I selected p2–5 of Hito Steyerl’s In Defense of the Poor Image as the text for my cataloguing experiment. Through analysing the visual capitalism behind low-resolution images in the networked era, the author reveals their neglected significance — as a form of cultural life that bears witness to the politics of copying, migration, appropriation, resistance, and sharing (Steyerl, 2012). Referring to Lisa Gitelman’s definition of metadata as “data about the conditions of knowledge production” (Gitelman, 2013, p. 2), I aim to use this perspective to make the hidden relationships within the text more visible. At the same time, I draw on my own experience from the library return-shelf project, in which I catalogued ten books from a curatorial perspective, to examine the text’s structure through a similar lens.

In my designed catalogue, the quantitative layer directly derives from the descriptive patterns of the text. Steyerl defines the poor image as “a copy in motion.” When the author lists actions such as compressing, uploading, and reformatting, these naturally form a technical process that can be recorded as metadata. The contrast between cinemas and archives versus online images establishes an institutional geography, while the opposition between high and low resolution reveals a quantifiable social hierarchy (Steyerl, 2012, pp. 2–3). By treating these as data, the essay’s rhetoric becomes measurable as infrastructure rather than taste. These fields translate her argument into a structural map.
The interpretive layer comes from the author’s tone and implicit politics. The poor image “transforms quality into accessibility, exhibition value into cult value” (Steyerl, 2012, p. 2). Steyerl ironically describes the poor image as the “Wretched of the Screen,” and critiques “visual capitalism,” showing that language itself participates in ideological production. The Unseen field originates from what she does not explicitly state — the invisible mechanisms of bandwidth, algorithms, and policy, which determine what images can be viewed and circulated.

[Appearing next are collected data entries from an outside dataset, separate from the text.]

Issue #683, opened 2023-12-02
Pulse simplification


alecandido:
The class `Pulse` is rather consistent, but in principle achieving a simple task: collecting the attributes describing a pulse.

I believe it outgrew, and it is not being touched since long, so we could take the chance of #682 to simplify it a bit.

<details><summary>Completed</summary>

- [x] the way the `__init__` is written already resembles a `dataclass`, but without many advantages of it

Through this exercise, cataloguing becomes a way of reading that shifts my focus from content to relational structures. It also inspired reflection in my library return-shelf project: I began to view ten random books as “poor images” circulating within the readers’ gaze and movement. Steyerl’s method made me realise that the meaning of each book lies not only in its content but also in its social life of being viewed, borrowed, and positioned. Therefore, my five-dimensional gaze classification is built upon this metadata-based thinking, transforming reading behaviour itself into an observable and recontextualisable structure.
Reference
Gitelman, L. (2013) Raw Data is an Oxymoron. Cambridge, MA: The MIT Press.
Steyerl, H. (2012) ‘In Defense of the Poor Image’.